Ways to restore MariaDB Galera Cluster¶
Article discusses a cluster of 3 servers with a working MySQL Galera Cluster configuration, as well as several examples of restoring its performance:
- GaleraServer-1
- GaleraServer-2
- GaleraServer-3
Option number 1¶
All cluster nodes were stopped in emergency mode.
- GaleraServer-1 - FAILED
- GaleraServer-2 - FAILED
- GaleraServer-3 - FAILED
To restore, on all nodes of the cluster we will write:
mysqld_safe --wsrep-recover
The output of the command will be like this:
GaleraServer-2 mysqld_safe: WSREP: Recovered position 983269fb-f7c1-11e6-b511-43f8ac2c2e03:1741309275417
where
983269fb-f7c1-11e6-b511-43f8ac2c2e03
is UUID of the cluster node;
1741309275417
is WSREP position.
Then we determine the node on which the last changes were made and run with the key --wsrep_new_cluster
:
/etc/init.d/mysql --wsrep_new_cluster
After a successful launch, we start the MySQL service on the remaining nodes.
Option number 2¶
Two cluster nodes were stopped in emergency mode.
- GaleraServer-1 - FAILED
- GaleraServer-2 - FAILED
- GaleraServer-3 - RUNNING
For some reason, two cluster nodes failed, one remained working. To recover, the node needs to be told that it is the Primary Component in the cluster.

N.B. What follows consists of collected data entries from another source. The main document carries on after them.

PR #671, opened 2020-12-17
Implement a redis cache and a new endpoint to refresh cache

### LINKED ISSUE #652: [API] Fetch files from the bucket and save to redis cache using the new cacheKey naming convention
There are two primary tasks here:
1. Fetch files from bucket on demand
2. Establish a Redis cache and save the file, unaltered, to the cache
3. Point the `newRevocations` endpoint to retrieve metrics from this cache rather than the in memory cache
4. Set the cache to invalidate after 24 hours and fetch new files again at that point automatically

The cache keys should be:
`${stateCode}-${file}-original`

**Additional context**
Some things we will want to keep an eye on are that the Redis cache persists, even if the instance scales to 0.
Latency of the cache response

daschi:
## Description of the change

**Update:** This PR has been updated to include a `cron.yaml`[ to deploy 2 cron jobs for refreshing the US_MO and US_PA ](https://console.cloud.google.com/appengine/cronjobs?serviceId=default&project=recidiviz-dashboard-staging)external caches. They're both set up to run at 10 and 10:30am PST, an hour or so after we expect the files to be updated. We're not enabling TLS at this time, the Google Support person let us know the feature is not yet working for GAE -> Redis connections. I am still enabling an AUTH password for connections. 

For development, we can still run `yarn dev` to start the backend and frontend together, and I've added `yarn server:dev` to run the backend server with the redis server together. More instructions were added to the readme.

This is currently deployed to staging, [here's a link to the memorystore instance.](https://console.cloud.google.com/memorystore/redis/locations/us-east1/instances/public-dashboard-instance-1/details?project=recidiviz-dashboard-staging) (I accidentally called it public-dashboard-instance-1 instead of pulse-dashboard :sob: let me know if I should recreate it with a new instance ID, or if this is OK)

~I'm opening this is a DRAFT PR to get some feedback and thoughts before going too far with this! Please let me know if this approach doesn't align with the proposed solution / design. Here are some of my thoughts, happy to chat about everything in more detail too.~

1. The caching strategy is a mix of "write-through" and "lazy loading". The idea is to have a daily cron job that hits an endpoint (currently `/api/:stateCode/refreshCache`) after metrics are exported to update the cache files. The downside is that we may cache more files than we need to on a daily basis, but it does mean that all of the files are available in the cache at any point a user hits it. The endpoint for a specific file is using the "lazy loading" strategy, so if for some reason the cache misses, the metric file endpoint would create it. There is a TTL set on both for 24 hours, and a date (right now just `Date.new().getDate()`) for each cache key so that the refreshCache uses a new key every 24 hours. This might also cause issues if we need to refresh the cache multiple times in one day, so still thinking through the best approach for that...

2. Security - for this first pass I didn't focus on securing the endpoint, but I was also thinking it might make sense to move this work of processing & refreshing the cache to a cloud function. Would love to hear your thoughts on that, and if you think we should stick with an endpoint. I also have not set up the actual redis instance on GC, which can be setup using TLS and an auth password. 

3. Depending on the endpoint, the cache will either be for a single file, or for all the files in a metric type. The keys will look like:
- US_PA-newRevocation-revocations_matrix_distribution_by_risk_level-17
- US_PA-newRevocation-17

4. We are using both the redis cache and the app memory cache because we've decided not to change anything yet for the US_ND dashboard. This is why there are both `cacheInMemory` and `cacheInRedis` helpers. 

5. Another question I had for everyone, now that we have the redis service, I was wondering if we should add a Dockerfile to run the API server and redis server. Since there's only two, I thought it might be overkill to add that at this point, but wanted to hear your thoughts. 

TODO - What I'll continue working on 
- [x] Update the existing tests and add new tests 
- [x] Setup the redis instance on Google Cloud
- [ ] Add the connection credentials to the vault 
- [x] Add a cron.yaml to run refresh cache on a schedule
- [ ] Deploy a staging app to live test
- [x] Add redis-server command to npm scripts to start servers
- [x] Add instructions for running redis locally for development

Thanks everyone for your help!!

## Type of change

## Related issues

> Closes #652

### Development

### Code review


server/core/redisCache.js
```diff
@@ -0,0 +1,73 @@
...
+const redisStore = require("cache-manager-ioredis");
+const Redis = require("ioredis");
+
+const REDISHOST = process.env.REDISHOST || "localhost";
+const REDISPORT = process.env.REDISPORT || 6379;
+
+// Expire items in cache after 1 day
+const REDIS_CACHE_TTL_SECONDS = 60 * 60 * 24;
+
+const redisInstance = new Redis({
```
jessex, line 39: Just a question: I presume that in production we're planning to use [Memorystore](https://cloud.google.com/memorystore) instead of maintaining our own Redis cluster. If so, is this the way that we'd connect to Memorystore in our deployed environments, or are you not looking that far ahead yet?

server/core/redisCache.js
```diff
@@ -0,0 +1,73 @@
...
+  ttl: REDIS_CACHE_TTL_SECONDS,
+});
+
+const redisCache = cacheManager.caching({
+  store: redisStore,
+  redisInstance,
+});
+
+// Timestamp will change after 24 hours, at which point the cache will refresh
+const CACHE_KEY_TIMESTAMP = new Date().getDate();
```
jessex, line 52: I see, though, that this is defined as a constant at the top-level of a file. So I presume this exact line of code only gets invoked on server start. Is that right? If so, then with longer-lived instances, `CACHE_KEY_TIMESTAMP` won't actually rotate when we want it to.

server/core/redisCache.js
```diff
@@ -0,0 +1,73 @@
...
+  db: 0,
+  ttl: REDIS_CACHE_TTL_SECONDS,
+});
+
+const redisCache = cacheManager.caching({
+  store: redisStore,
+  redisInstance,
+});
+
+// Timestamp will change after 24 hours, at which point the cache will refresh
```
jessex, line 51: Today, calculation pipelines tend to execute in the mid-to-late morning, I believe. This would seem to mean that, on average, the cache key will rotate before the day's metrics are produced (though see my comment below about when execution will actually happen). If that's true, then users will often be looking at metrics that are a day out-of-date. Is that right?

jessex (commented):
A few fly-by remarks! I'll think more about the high-level questions in your PR description later on, but wanted to go ahead and throw these questions into the fray. Excited to see this happening!

server/core/redisCache.js
daschi: I did look into it a bit and it looks like you can create a [Redis instance in Memorystore](https://cloud.google.com/appengine/docs/standard/nodejs/using-memorystore#setup_redis_db), and use the provided IP address & port. The GAE does need to be connected to a VPC network, which I still need to look more into. I assume it's not currently in a VPC?

server/core/redisCache.js
daschi: Oh yeah, good catch...I can move this down into the function definition for `cacheInRedis`.

server/core/redisCache.js
```diff
@@ -0,0 +1,73 @@
...
+const CACHE_KEY_TIMESTAMP = new Date().getDate();
+const redisClient = redisCache.store.getClient();
+redisClient.on("error", (error) => console.error("ERR:REDIS:", error));
+
+function cacheInRedis(cacheKey, fetchValue, callback) {
+  redisCache.wrap(
+    `${cacheKey}-${CACHE_KEY_TIMESTAMP}`,
```
macfarlandian, line 58: I am wondering whether you even need a timestamp in the cache key at all. if there's a TTL on the value and an endpoint where we can flush it whenever we want, isn't that enough? 

maybe you still want the timestamp for something but it could just be part of the cached value ... but if the refresh function was a bit safer to run more frequently (e.g. it checked whether the files were new or the cache was expired before refreshing) then maybe it would be more flexible or give us more control to refresh on a cron schedule or in response to new export files landing in the bucket, etc

server/core/redisCache.js
daschi: Hm, yeah I think I understand what you mean. If a user hits the endpoint (instead of the triggered refreshCache endpoint) then it will create the cache key with that day's date and never get refreshed with the new day's metrics. 

I'm also thinking about this with @macfarlandian's comment, and it would be better if the `refreshCache` endpoint could check whether files were new. Maybe we can cache the last updated date of the file, and use that to refresh the cache, and remove the timestamp on the cache key.

server/core/redisCache.js
daschi: I was trying to think of a way to change the key whenever we ran the `refreshCache` endpoint, but since I ended up using this `cacheInRedis` function wrapped around all the endpoints, I don't think it will work as I thought it would. I like your idea of making the refresh function check whether it should refresh a file, and store the last updated timestamp for the file. I think that would mean I couldn't use this `wrap` helper from cache-manager though, and would need to implement the logic to know when to cache for this endpoint.

server/core/redisCache.js
jovergaag: I agree that we should adjust this timing such that it runs after the metrics hit the bucket. 

Eventually we would like to set up this instance to listen for an event and refresh the Redis cache when the event is received. The metric files being changed or added to the bucket would trigger that event. 

One question that I had was whether to keep this 24 hour cache refresh mechanism in addition to the event trigger. In the case that there is an error in the prod data pipeline and the metrics files are not updated, do we think that the files should be refreshed after 24 hours? Two benefits I can see for this, 1. Backup for the possibility that an event message was lost or malformed, and 2. if the cache gets corrupted for some reason. Thoughts on this?

server/core/refreshRedisCache.js
```diff
@@ -0,0 +1,74 @@
...
+          cacheInRedisErrors.push(err);
+        }
+      }
+    );
+  });
+  return { errors: cacheInRedisErrors.length > 0 ? cacheInRedisErrors : null };
+}
+
+function refreshRedisCache(fetchMetrics, stateCode, metricType, callback) {
+  const cacheKeyPrefix = `${stateCode}-${metricType}`;
```
jovergaag, line 54: I'm wondering if we need `metricType` in the cacheKey. For the Lantern dashboard, the `metricType` is always `newRevocation`.

jovergaag: On second thought, it may be useful if the API is ever consolidated such that multiple FEs use this same API. I suppose it doesn't hurt to leave it there in case there are multiple endpoints for multiple FEs eventually using the redis cache.

jovergaag (commented):
I think this is heading in the right direction! Great job.

> Security - for this first pass I didn't focus on securing the endpoint, but I was also thinking it might make sense to move this work of processing & refreshing the cache to a cloud function. Would love to hear your thoughts on that, and if you think we should stick with an endpoint. I also have not set up the actual redis instance on GC, which can be setup using TLS and an auth password.

I like the idea of a cloud function. @macfarlandian had mentioned in a comment in the Design Doc that he and Julia found a way to use cloud functions to react to new files being added to a storage bucket in the covid repo. It seems like leveraging that knowledge and code already written as an example in the covid dashboard would alleviate our need to stand up and secure this endpoint. I would love to hear @macfarlandian's thoughts on this. We could write the cloud function to just refresh the endpoint for now for manual refreshes, then eventually add on the logic to watch the bucket.

> Depending on the endpoint, the cache will either be for a single file, or for all the files in a metric type. The keys will look like:

I'm trying to think of the case when we would cache all files in a metric type. The FE always requests individual files so I'm not sure there will ever be a request for the full set of files at once.

> Another question I had for everyone, now that we have the redis service, I was wondering if we should add a Dockerfile to run the API server and redis server. Since there's only two, I thought it might be overkill to add that at this point, but wanted to hear your thoughts.

It seems to me that the next step would be to stand up a Memorystore with Redis in GAE. Through that work we will have a better idea of whether this Redis implementation/package is going to be the best approach. Once we know that, then we can probably make a better decision about what the local dev experience will look like, whether we will need a Docker container or not.

macfarlandian:
@jovergaag yeah daniela and I were just discussing this offline ... running it on a schedule would be easier to stand up because you can do it in the same GCP project as these other services. The bucket watcher would need to live on the backend project and probably have cross-project access permissions but ought to be able to hit the same endpoint so it's a good incremental improvement

server/core/redisCache.js
nbhargava: Even if they're not in the same VPC, it shouldn't be too much work to set up the networking to ensure that they can talk to one another.

nbhargava (commented):
> The bucket watcher would need to live on the backend project and probably have cross-project access permissions
Do the frontends not currently live with the rest of Recidiviz services? [Regardless, GCP actually has super reasonable cross-project permissions, so it shouldn't be too bad.]

> Another question I had for everyone, now that we have the redis service, I was wondering if we should add a Dockerfile to run the API server and redis server.
I've always found putting anything with `yarn` in a docker container to be more trouble than it's worth, but I think we should definitely have a `docker-compose.yaml` that at minimum spins up a local Redis instance.

server/core/redisCache.js
daschi: @macfarlandian I just updated this to cache the file's timestamp, which I think is a good move regardless of how we get/set from the `refreshRedisCache` endpoint. I'm curious to see what you think of the logic, which currently is:

1. Fetch all the files from the bucket
2. If the file is in the cache, check whether it's been updated
3. If it has, update the cache value
4. If the file does not exist in the cache, add it to the cache

I'm not sure I'm seeing the benefit of checking whether it's been updated or not, since either way when we hit this endpoint, we would want the value to be updated? Or does this save some resources in case we hit the endpoint and the files have not changed?

daschi:
> I'm trying to think of the case when we would cache all files in a metric type. The FE always requests individual files so I'm not sure there will ever be a request for the full set of files at once.

@jovergaag That's currently how the US_ND endpoints cache is working, so wanted to keep that as it. Do the US_ND pages not request all the files at once?

server/core/redisCache.js
macfarlandian: hm good point ... I guess it doesn't actually serve much purpose in the end. I was originally thinking that you'd want the keys to expire at some point but I think I was just mixing up the different implementation details in my disordered mind?

server/core/redisCache.js
daschi: Yeah I had the same question, if it was worth adding a 24 hour expiration or not. I think it is, for both of the reasons you mentioned. Also,[ I decided to add a refresh threshold to the client requests](https://github.com/BryanDonovan/node-cache-manager#refresh-cache-keys-in-background), since those are using the `wrap` function.

server/core/redisCache.js
daschi: It made sense to me too at the time 😄 since the client requests are using `wrap` and `refreshThreshold`, even if we don't hit the `refreshCache` endpoint directly, they will expire after 24 hours and refresh. I think i'll remove this extra logic then, and just always set the value when this endpoint is hit. I like storing the file updated value too, in case we ever need that for debugging.

daschi:
@jessex I did some reading this morning and it seems like the Memorystore for Redis is always created in a VPC network, and the GAE standard environment must connect using a VPC Access Connector (and it's all very new to me and I'm sure I've missed something). I wanted to check in with you about this before moving forward with creating a Redis instance, since we chatted yesterday about looking into a service account solution. I haven't seen anything in the documentation yet about connecting with a service account, and wanted to ask if you had an idea about where that documentation might be. 

Here's links to what i've been looking at: 
- https://cloud.google.com/appengine/docs/standard/nodejs/connecting-vpc
- https://cloud.google.com/memorystore/docs/redis/connect-redis-instance-standard

jessex:
I think this all (mostly). makes sense to me, @daschi!

* The Node server will be set up with VPC access to be able to talk to Redis--nothing that's _not_ under our control in the VPC should be able to speak to Redis
* The endpoints on that Node server that invoke execution paths which touch Redis will be protected via JWT just like all of the other endpoints, so only authenticated users will be able to make API calls that touch Redis
* Being set up with VPC access will not prevent our continuing to use a service account to talk to GCS to retrieve new metric files

The only challenge here is in local development:
1. We'll need to run a local Redis instance to run the app locally
2. When running the _built_ app locally (via yarn build-staging or yarn build) while attempting to talk to data in staging or production (e.g. as part of debugging), we would _not_ be able to access Redis in staging or production, so in that case we would have a built app locally that is talking to GCS files in staging or production but using a purely local Redis cache. I think that that is _probably_ sufficient for our needs, but I want to make sure it has been considered!

server/core/demo_data/revocations_matrix_filtered_caseload.metadata.json
```diff
@@ -0,0 +1,6 @@
+{
```
jovergaag, line 1: This file will never be used since we're still using the .json version of this file vs the optimized .txt version.

jovergaag:
> 2\. When running the _built_ app locally (via yarn build-staging or yarn build) while attempting to talk to data in staging or production (e.g. as part of debugging), we would _not_ be able to access Redis in staging or production, so in that case we would have a built app locally that is talking to GCS files in staging or production but using a purely local Redis cache. I think that that is _probably_ sufficient for our needs, but I want to make sure it has been considered!

@jessex  I'm not sure if I understand this. When we are running a _built_ app, the local FE is hitting the deployed staging/prod API. That deployed API instance will have the connection with the Redis instance, so why would we need a local Redis cache?

jessex:
@jovergaag oh you are right, I totally apologize! Actually, the first scenario I mentioned is the relevant one and the second one is non-existent. In the first scenario where you are running locally _but not in demo mode_, then you have a local Node server talking to a live GCS bucket in staging or production. In that scenario, you would need to be talking to a local Redis instance because you wouldn't be able to connect to a deployed Redis instance since it is on a VPC. I think you all have that in mind already though, right?

jovergaag:
> @jovergaag That's currently how the US_ND endpoints cache is working, so wanted to keep that as it. Do the US_ND pages not request all the files at once?

Thats true. I was thinking about the `newRevocation` endpoint. The ND endpoints do return multiple files.

jovergaag:
> The bucket watcher would need to live on the backend project and probably have cross-project access permissions
> Do the frontends not currently live with the rest of Recidiviz services? [Regardless, GCP actually has super reasonable cross-project permissions, so it shouldn't be too bad.]

@nbhargava They are in different projects but still under the 'Recidiviz.org' organization.

jovergaag:
> In that scenario, you would need to be talking to a local Redis instance because you wouldn't be able to connect to a deployed Redis instance since it is on a VPC. I think you all have that in mind already though, right?

@jessex Yes we will need a local Redis server for local development. Daniela has that all figured out :)  A local redis server can be started up and monitored as part of the `yarn dev` script. 🎉   I believe she is going to add details about installing/managing the local redis server in the README in a "coming soon" commit. 

We also thought through the other environments. CI tests will not need a Redis instance, `firebase serve` will point at the deployed AP (with already configured Redis instance), and for the BE deploys, the Redis instance details are included in the gae yamls. I think that covers all of the bases.

Woot we're getting closer!

server/core/demo_data/revocations_matrix_filtered_caseload.metadata.json
daschi: Oh ok! I'll delete this, must've snuck in when I merged master.

server/core/fetchMetrics.js
```diff
@@ -44,41 +12,32 @@ const memoryCache = createMemoryCache(
...
-            );
-          });
+const { default: processMetricFile } = require("./processMetricFile");
+const { default: fetchMetricsFromLocal } = require("./fetchMetricsFromLocal");
+const { default: fetchMetricsFromGCS } = require("./fetchMetricsFromGCS");
 
-          console.log(`Fetched all ${cacheKey} metrics from ${source}`);
-          cacheCb(null, results);
-        })
-        .catch((err) => {
```
jovergaag, line 75: We definitely have some work to do in this repo around error handling. I just renamed one of the metric files in the bucket to test, and the API response is 200, but the 404 error and error message are embedded within the body of the response. We already have some issues on the board to work on error handling, responding here with a proper 404 will be first up. Removing this catch block seems ok to me for now since the error is wrapped in a rejected Promise.

server/routes/__tests__/api.test.js
```diff
@@ -23,11 +23,24 @@ const {
...
+jest.mock("../../core/redisCache", () => {
+  return {
+    cacheInRedis: jest.fn(),
+  };
+});
+jest.mock("../../core/createMemoryCache", () => {
+  return {
+    cacheInMemory: jest.fn(),
+  };
+});
```
macfarlandian, line 43: not to harp on the test thing with another comment but .... I had to do something somewhat similar in the spotlight api recently and what I decided to do was mock the cloud storage API rather than the cache library. then i could verify that repeat calls to the api function did not result in repeat cloud storage fetches without going into the cache implementation details. maybe something like that would work here? you'd probably have to mock the redis client also but at least it would integrate more application code

README.md
```diff
@@ -22,14 +22,18 @@ Bringing criminal justice analysis to decision makers to help reduce incarcerati
...
 
 1. Install Yarn package manager:
 
    `brew install yarn`
 
    For alternative Yarn installation options, see [Yarn Installation](https://yarnpkg.com/en/docs/install).
 
+1. Install Redis via Homebrew:
+
+   `brew install redis`
```
macfarlandian, line 35: is a particular version required or recommended? and do we also want to include non-mac instructions or at least make clear that these are platform-specific and link out to Redis install docs or something

server/core/redisCache.js
```diff
@@ -0,0 +1,75 @@
...
+});
+
+const redisCache = cacheManager.caching({
+  store: redisStore,
+  refreshThreshold: REDIS_CACHE_REFRESH_THRESHOLD,
+  redisInstance,
+});
+
+const redisClient = redisCache.store.getClient();
+redisClient.on("error", (error) => console.error("ERR:REDIS:", error));
```
jovergaag, line 56: Do we need to raise an error here in addition to logging it? What types of things constitute an error?

server/core/redisCache.js
```diff
@@ -0,0 +1,75 @@
...
+
+// Expire items in cache after 1 day
+const REDIS_CACHE_TTL_SECONDS = 60 * 60 * 24;
+// Set refresh threshold to 1 hour
+const REDIS_CACHE_REFRESH_THRESHOLD = 60 * 60;
+
+const redisInstance = new Redis({
+  host: REDISHOST,
+  port: REDISPORT,
+  password: REDISAUTH,
```
jovergaag, line 44: Did you add these secrets to the password vault?

README.md
```diff
@@ -118,17 +120,25 @@ To run eslint manually:
 
 > **Note**: we are gradually adding linting enforcement to our existing code, so not everything may be subject to linting yet. Refer to the [ignore file](https://github.com/Recidiviz/pulse-dashboard/.eslintignore) for details. While this transition is underway, if you are adding new files or substantially rewriting existing ones, you are encouraged to whitelist them for linting by updating the configuration file.
 
-### Running the application locally
+### Running the BackEnd application locally
+
+To run the backend locally, you will need to run it in demo mode. This can be done with the following yarn script:
```
macfarlandian, line 125: confused by this ... you don't _have_ to run it in demo mode, do you? i was able to run it just fine pointed at the staging bucket

macfarlandian (commented):
was able to run it just fine locally by following the readme. overall looks good, just a bunch of questions and mostly minor suggestions

server/core/refreshRedisCache.js
```diff
@@ -0,0 +1,65 @@
...
+    const cacheKey = `${cacheKeyPrefix}-${fileKey}`;
+    const metricFile = files[fileKey];
+    console.log(`Setting cache for: ${cacheKey}...`);
+    cachePromises.push(redisCache.set(cacheKey, metricFile));
+  });
+
+  return Promise.all(cachePromises);
+}
+
+function refreshRedisCache(fetchMetrics, stateCode, metricType, callback) {
```
jovergaag, line 43: Have you found a good way to trigger this when running it locally outside of tests?

jovergaag (changes requested):
This is amazing. It looks good and seems to be working great! I just have a few things.

1. the Redis instance name in GCP is currently `public-dashboard-instance-1`. We probably want to rename it or create another that is `pulse-dashboard-instance-1` :)
update: I just saw your comment above about the name. IMO its not necessary to change right now. Maybe we can keep it for now and once we get the staging implementation a little more built out - create a new instance to migrate over to to test that process out before deploying to production.
2. I would be curious to verify that the cache persists through a deploy. Would the best way to see this be to check the logs? Or via the Compute Engine VM you had started to play with? It would be really nice to have some visibility into the cache.
3. I'm seeing lots of `ERR:REDIS: { Error: connect ETIMEDOUT` errors in the logs from the redisClient.
4. Thinking through long term maintenance. If we ever wanted to make a change to the Redis instance, is this instance able to be edited to do things like increase the memory? Or would we need to create a new instance with more memory then deploy the BE pointing to the new instance?

Thats it for now. Seems like there are a few small kinks to work out but I'm so excited about this!

README.md
jovergaag: This is a good point. Vlad uses Windows. He is more than capable of figuring out the Windows install but it might be nice to include.

server/core/redisCache.js
daschi: Not yet, I was thinking of adding them after this merges, but if you think it makes sense to add now I can do that too!

server/core/redisCache.js
daschi: I've been thinking about this, I'm not sure if we should or not. Here's some things that constitute errors:

- TCP error (ECONNREFUSED) - The redis server is down, or some other reason a TCP connection was unsuccessful
- Redis ReplyError - Incorrect redis command, AUTH password is incorrect

In the first case for a TCP error, I don't know if we would want to raise an error, or have it default to use a memory cache if redis is not available?

server/core/refreshRedisCache.js
daschi: Yes you should be able to hit this just fine in the DEMO mode, is that what you mean? Otherwise, you can use the cron job to trigger it directly.

daschi:
> I would be curious to verify that the cache persists through a deploy. Would the best way to see this be to check the logs? Or via the Compute Engine VM you had started to play with? It would be really nice to have some visibility into the cache.

As far as I can tell from reading there's not a great way to inspect the cache, other than to export it and then import it to your local redis server. You can see the number of cache keys [available from the instance details ](https://console.cloud.google.com/memorystore/redis/locations/us-east1/instances/public-dashboard-instance-1/details?project=recidiviz-dashboard-staging) by clicked on the dropdown above the chart. 

You can also look at the redis logs using this query in the logs explorer, but I think this is only instance level logging (create/delete/check auth on instance)
```
resource.type="audited_resource"
protoPayload.serviceName="redis.googleapis.com"
```

I didn't go forward with creating a VM instance to test this, but I think it could be a good idea, at least while we're setting this up. I'll try to do that tomorrow. 

> I'm seeing lots of ERR:REDIS: { Error: connect ETIMEDOUT errors in the logs from the redisClient.
Are you seeing these locally, or do you mean in the GCP logs?

>Thinking through long term maintenance. If we ever wanted to make a change to the Redis instance, is this instance able to be edited to do things like increase the memory? Or would we need to create a new instance with more memory then deploy the BE pointing to the new instance?

We can increase the capacity, turn no/off AUTH requirement, and configure the `maxmemory-policy` configurations (currently set to kick out the least frequently used keys). We can't change the instance name (🤦‍♀️ ), edit TLS settings, or update the "tier" (currently on Basic).

server/core/redisCache.js
jovergaag: Doing it when you merge it sounds great. We just need to make sure that whoever deploys prod has downloaded them beforehand.

server/core/redisCache.js
jovergaag: I think we should raise an error, at least for the short term in staging just to see what errors we are receiving.

I found that you can opt in to being notified via email for the project here: https://console.cloud.google.com/user-preferences/communication

jovergaag: If it gets to be too verbose we can always change it.

jovergaag:
> Are you seeing these locally, or do you mean in the GCP logs?

I saw them in the GCP logs on Wednesday.

> We can increase the capacity, turn no/off AUTH requirement, and configure the maxmemory-policy configurations (currently set to kick out the least frequently used keys). We can't change the instance name (🤦‍♀️ ), edit TLS settings, or update the "tier" (currently on Basic).

I think its fine. We can always migrate to a new instance with a different name later if it becomes a problem. Good to know we can increase the capacity on the same instance!

jovergaag:
@daschi I've been running some performance analysis on this. IE11 has increased memory use on initial load quite a bit. Looking at the network responses in Chrome, the file sizes seem to be about double. What??!? I'm doing some digging to see if I can find why those files are getting bigger...

RTT for the requests is also longer, probably due mostly to the larger file sizes. Once we figure out the file sizes, we can do some analysis to figure out how much time the external cache access is adding.

jovergaag:
@daschi I changed my settings in GCP to receive notifications from recidiviz-dashboard-staging, but I haven't received any email notifications of the errors that we saw in the logs today.

> I've been running some performance analysis on this. IE11 has increased memory use on initial load quite a bit. Looking at the network responses in Chrome, the file sizes seem to be about double. What??!? I'm doing some digging to see if I can find why those responses are getting bigger...
> 
> RTT for the requests is also longer, probably due mostly to the larger file sizes. Once we figure out the file sizes, we can do some analysis to figure out how much time the external cache access is adding.

For anyone following along - we confirmed today that the increase in response size was due to differences in data between prod and staging. After copying the prod metric files to staging the response data size is the same 🎉 

The response time, however, is ~25% longer due to the external cache access. However, I don't think that's a big deal because all of the files are requested in parallel. The blocking time on the initial load is still about the same. I'm comfortable with this. LMK if anyone has a concern here!

server/routes/__tests__/api.test.js
daschi: @macfarlandian We decided to move this work into a new branch / PR!

server/core/redisCache.js
jovergaag: After discussion with @daschi today, we have decided only to log the error and not to raise it at this point. I have created this issue #683  to notify Sentry directly from the BE when errors occur.

server/core/redisCache.js
```diff
@@ -0,0 +1,75 @@
...
+        .catch((err) => {
+          console.error(err);
+          cacheCb(err, null);
+        });
+    },
+    callback
+  );
+}
+
+module.exports = { cacheInRedis, redisCache };
```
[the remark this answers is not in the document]
daschi: I'm using `redisCache` in the `refreshRedisCache` function to access the `set` method, since we always want to override what's in the cache for that endpoint.

jovergaag (changes requested):
Just a couple of small updates then its all set!

jovergaag (approved):
SWEET. Nice work. Very exciting to have this in and working so well! 

🔴 🥏 

Before you move off of Lantern, let's set up the production instance together so I can learn the steps.

Don't forget to add the secrets for the staging instance to the vault :)

jovergaag:
This still looks good after those last commits!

Be sure to re-check that the other nodes are really turned off and after that on the working node we will run:
SET GLOBAL wsrep_provider_options='pc.bootstrap=true';
After that, we start the rest of the cluster nodes.
Option number 3¶
One of the cluster nodes was stopped in emergency mode.
- GaleraServer-1 - FAILED
- GaleraServer-2 - RUNNING
- GaleraServer-3 - RUNNING
In this case, everything is simple - we start the stopped node and the cluster will be restored automatically.
Option number 4¶
Two cluster nodes were stopped in the normal way.
- GaleraServer-1 - STOPPED
- GaleraServer-2 - STOPPED
- GaleraServer-3 - RUNNING
If we have two cluster nodes turned off, but one continues to work in normal mode, then on the first and second nodes you need to start the service as follows:
service mysql start --wsrep_sst_donor=<wsrep_node_name>
where wsrep_node_name
by default, this is the name of the server.
Option number 5¶
One of the nodes was stopped in the normal way.
- GaleraServer-1 - STOPPED
- GaleraServer-2 - RUNNING
- GaleraServer-3 - RUNNING
The node was shut down with the systemctl stop mariadb
command, for example, to change the configuration. After that, we start the service as usual and the cluster will recover automatically.
Option number 6¶
All cluster nodes were stopped in the normal way.
- GaleraServer-1 - STOPPED
- GaleraServer-2 - STOPPED
- GaleraServer-3 - STOPPED
For some reason, all cluster nodes were stopped in the normal way. In order to get it back to work, you need to compare the value of seqno
from the file /var/lib/mysql/grastate.dat
on all nodes. The node on which seqno has the highest value is run first:
service mysql start --wsrep_new_cluster
After a successful launch, then we launch the remaining nodes in the usual way:
service mysql start
Option number 7¶
The split brain situation.
To avoid getting this situation, the cluster must have an odd number of nodes. The best way to do this would be to use Galera Arbitrator.